The non-farm payrolls report is predicted to have significant impact on the pair as investors are waiting for the data to see whether there is improvement or further deterioration after the drop seen in June. The market is full of tensions as the recent data from the U.S. provided some clues that the world’s largest economy is signaling a slowdown in growth pace, hence an improvement may help the dollar to continue its rebound against the franc while downbeat figures are predicted to push the pair to the downside.

The Swiss data are not expected to have remarkable effect on the pair as inflation is already constant, even if it rose on the back of the SNB’s cut to borrowing it would still move within secure ranges as it is far from the bank’s targeted level.

USD/CHF Technical Analysis August 4, 2011

USD/CHF rose sharply after SNB rate cuts on Wednesday, but only to fall again. The candle shape shows how weak this pair really is, and that the Swiss National Bank has lost all control of its currency. At this point, it looks like nothing will stem the flow of money into Switzerland except taking the Franc off of the exchanges! We still like selling rallies.

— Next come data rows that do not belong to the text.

PR #10930, opened 2022-10-23
Highlight all search terms on the search results page

### LINKED ISSUE #10864: highlightSearchWords() is not called after fragments are loaded via AJAX
### Describe the bug

When I build Sphinx' own documentation locally, and search for `example`, search results look like this:
Screenshot 1

Only if I go to browser console and call `SphinxHighlight.highlightSearchWords()`, it starts looking like this:
Screenshot 2

`highlightSearchWords()` is called on DOMContentLoaded event, but page fragments are loaded separately after that event.

### How to Reproduce

```bash
$ git clone https://github.com/sphinx-doc/sphinx.git
$ cd sphinx
$ python3 ./sphinx/cmd/build.py -T doc build/html/
$ cd build/html
$ python3 -m http.server
$ # open http://127.0.0.1:8000/search.html?q=example
```

### Expected behavior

USD/CHF Daily Fundamental Analysis for August 4, 2011

On Wednesday, the Swiss franc lost ground against majors, including the dollar, where the pair rebounded from a record low after the Swiss National Bank (SNB) unexpectedly cut the three-month Libor interbank rate to a range between 0.00-0.25 percent compared with the prior 0.00-0.75 percent range. Also, the SNB said it would increase the supply of francs in the market over the next few days to halt the franc’s rise which is deemed as overvalued according to the SNB which pledged to use further measures if necessary. The dollar, on the other hand, was downwardly affected by Moody’s warns that the U.S. may still lose its AAA top rating. Regarding fundamentals, U.S. ADP report showed that the private sector added 114,000 jobs in July, lower than 157,000 jobs added in June yet better than forecasts of 100,000. On Thursday, at 12:30 GMT, the U.S economy will release initial jobless claims for the week ended July 30 and continuing claims for the week ended July 23, while the Swiss economy lacks fundamentals. The U.S. data is predicted to have an impact on the pair as it comes after the ADP report and before the release of the awaited non-farm payrolls report due on Friday. With the expansionary monetary policy seen by the SNB along with the other possible interventions, the pair is predicted to show some rise, to halt its southern bearish direction.

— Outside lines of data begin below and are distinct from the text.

PR #10962, opened 2022-11-07
Fix lookup table for multi-word key names (``kbd`` role)

textshell:
It seems the original PR adding multi word key support forgot to add commas and python helpfully just concatenated the strings instead of building the required tuples.


textshell:
CI failure seems unrelated, not sure what is happening there.

textshell:
rebased to current master to clear CI troubles.

Can i do anything else to help getting this merged?

PR #10965, opened 2022-11-10
imgmath: Fix relative file path

### LINKED ISSUE #10944: imgmath failed to resolve image path for files in nested folder
### Describe the bug

Hi. I am using the sphinx.ext.imgmath plugin to generate images for inline math. The images (of math) are correctly generated in `build/html/_images`, but the generated HTML files do not contain correct link to them.

When there are nested files, instead of generating the link (to the image) relative to the file location, the generated links are instead relative to `build/html`. For example, say I have a page `source/foo/index.rst` that contains math. Instead of generating an image tag as `<img src="../_images/math/..."`, Sphinx generate ``<img src="_images/math/..."`` As a result, images of math are not displayed correctly.

This problem seems to be introduced in Sphinx [v5.3.0](https://github.com/sphinx-doc/sphinx/releases/tag/v5.3.0). [v5.2.3](https://github.com/sphinx-doc/sphinx/releases/tag/v5.2.3) does not have this behavior.

### How to Reproduce

Create the following 3 files:

index.rst
```rst
.. toctree::
   :maxdepth: 2
   :caption: Contents:
   :numbered:

   foo/index
```

foo/index.rst
```rst
.. math::
  1 + 1
```

conf.py
```
project = 'Test'
copyright = '2022, Lesley Lai'
author = 'Lesley Lai'

extensions = ['sphinx.ext.imgmath']

exclude_patterns = []

html_theme = 'alabaster'
```

Then run the following commands:
```bash
$ sphinx-build -M html . _build
$ # open _build/html/foo and see
```

### Environment Information

```text
Platform:              win32; (Windows-10-10.0.22623-SP0)
Python version:        3.10.0 (tags/v3.10.0:b494f59, Oct  4 2021, 19:00:18) [MSC v.1929 64 bit (AMD64)])
Sphinx version:        5.3.0
Docutils version:      0.16
Jinja2 version:        3.1.2
```

### Sphinx extensions

sphinx.ext.imgmath

### Additional context

To make `sphinx.ext.imgmath` work correctly, latex needs to be installed in the system.

jschueller:
Closes #10944

### DIFF
--- a/sphinx/ext/imgmath.py
+++ b/sphinx/ext/imgmath.py
@@ -317,7 +317,8 @@ def html_visit_math(self: HTMLTranslator, node: nodes.math) -> None:
             image_format = self.builder.config.imgmath_image_format.lower()
             img_src = render_maths_to_base64(image_format, rendered_path)
         else:
-            relative_path = path.relpath(rendered_path, self.builder.outdir)
+            bname = path.basename(rendered_path)
+            relative_path = path.join(self.builder.imgpath, 'math', bname)
             img_src = relative_path.replace(path.sep, '/')
         c = f'<img class="math" src="{img_src}"' + get_tooltip(self, node)
         if depth is not None:
@@ -357,7 +358,8 @@ def html_visit_displaymath(self: HTMLTranslator, node: nodes.math_block) -> None
             image_format = self.builder.config.imgmath_image_format.lower()
             img_src = render_maths_to_base64(image_format, rendered_path)
         else:
-            relative_path = path.relpath(rendered_path, self.builder.outdir)
+            bname = path.basename(rendered_path)
+            relative_path = path.join(self.builder.imgpath, 'math', bname)
             img_src = relative_path.replace(path.sep, '/')
         self.body.append(f'<img src="{img_src}"' + get_tooltip(self, node) +
                          '/></p>\n</div>')
--- a/sphinx/ext/imgmath.py
+++ b/sphinx/ext/imgmath.py
@@ -207,10 +207,9 @@ def render_math(
     """Render the LaTeX math expression *math* using latex and dvipng or
     dvisvgm.
 
-    Return the filename relative to the built document and the "depth",
+    Return the image absolute filename and the "depth",
     that is, the distance of image bottom and baseline in pixels, if the
     option to use preview_latex is switched on.
-    Also return the temporary and destination files.
 
     Error handling may seem strange, but follows a pattern: if LaTeX or dvipng
     (dvisvgm) aren't available, only a warning is generated (since that enables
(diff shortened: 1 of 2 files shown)


jschueller:
@return42 and now ?

return42:
Perfect .. works like a charm:

grafik

-----

IDK why the CI reports an [flake8 issue](https://github.com/sphinx-doc/sphinx/actions/runs/3600688863/jobs/6065620995#step:5:16) not related to this patch.

jschueller:
lets hope it can be merged soon

jschueller:
maybe @marxin or @jfbu ?

jfbu:
@jschueller I rebased your work on current master tip so that we have fresh linting.

@AA-Turner Should we consider fixing the #10944 as done here for 6.0.1 rather than 6.1.0?

jfbu (commented):
In reviewing this I realized #10888 modified the returned path from ``render_math()`` to be absolute rather than relative.  But the docstring still says https://github.com/sphinx-doc/sphinx/blob/a9b0f2708b67a355c5f4969ccbbe9bd695518805/sphinx/ext/imgmath.py#L212
Could the #10888 have been achieved while keeping the behaviour of ``render_math()`` as formerly? And at same time avoid #10944? If not the docstring of ``render_math()`` should be updated.

jfbu (changes requested):
Actually #10888 also modified the returned type of ``render_math()`` but did not update accordingly the docstring, which still says that it also returns the temporary filepath as well as the absolute path of destination image file. I see no mention of this change in CHANGES or in our document. I think it is important that it should be documented somewhere (I don't know to what extent or if at all ``render_math()`` is public API. Edit: surely not public API, but my point is that docstrings should be kept up-to-date with code...).

jschueller:
ok, I updated the docstring

sphinx/ext/imgmath.py
```diff
@@ -209,10 +209,9 @@ def render_math(
     """Render the LaTeX math expression *math* using latex and dvipng or
     dvisvgm.
 
-    Return the filename relative to the built document and the "depth",
+    Return the absolute filename to the built document and the "depth",
```
jfbu: I think you meant to remove "to the built document" part as it referred not to the image file but to the html one.

jschueller: yes

jfbu (approved):
LGTM, thanks
ping @AA-Turner about perhaps adding some brief summary of overall architecture at start of module as the #10888 discussion was somewhat terse and it is hard to follow it a posteriori.  In  particular at 4cb857d5a65c07a49e1b8ece116d9880fae38152 the extension internal dynamics were somewhat refactored and it would be nice to have some brief overview in plain terms of what this all does.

USD/CHF Technical Analysis August 3, 2011

USD/CHF fell hard on Tuesday as the trading world looked for safe havens. The Swiss Franc seems to be the ultimate safe haven, and as such – the pair fell drastically. In fact, it is currently testing the 0.76 level at the end of the New York session, which of course is an all-time low. If you sell here, you are simply chasing the trade. We prefer to sell bounces.

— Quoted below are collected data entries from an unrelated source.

PR #10973, opened 2022-11-14
Remove guides sections ToCs captions from index page

silopolis:
They are redundant with section titles on this page and look weird alone between descriptions and ToCs themselves.


AA-Turner:
The captions are needed for the side-bar headings, unfortunately. I agree though on the duplication.

A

USD/CHF Daily Fundamental Analysis for August 3, 2011

On Tuesday, tensions returned once again to markets as the approval of raisingU.S.debt ceiling and budget deficit cut raised concerns theU.S.would lead global economies into sluggish growth, therefore investors resorted to low-yielding currencies, led by the franc which benefited from the improvement in data.  

Swiss retail sales for the year ending June bounced 7.4% compared with the revised 3.9% drop, while PMI manufacturing rose to 53.5 in July from 53.4 in June.

On Wednesday, while the Swiss economy lacks fundamentals, the U.S will release important data. As of 11:00 GMT, MBA mortgage approvals for July 29 will be available. At 12:15 GMT then 14:00 GMT, the U.S economy is to release ADP employment change where it is expected to decrease to 100,000 in July from the previous 157,000, while ISM non- manufacturing will decline to 54.0 in July from 53.3, according median forecasts.

The U.S. data is predicted to be carefully watched as the ADP employment may give an indication to the status of the U.S. labor sector before the release of the awaited non-farm payrolls due on Friday. Also, the ISM non-manufacturing is expected to have an impact on the market after the sharp drop in manufacturing to 50.9 in July from 55.3.

Amid the worries persisting in market and progress in Swiss data, the pair is expected to continue its downside direction.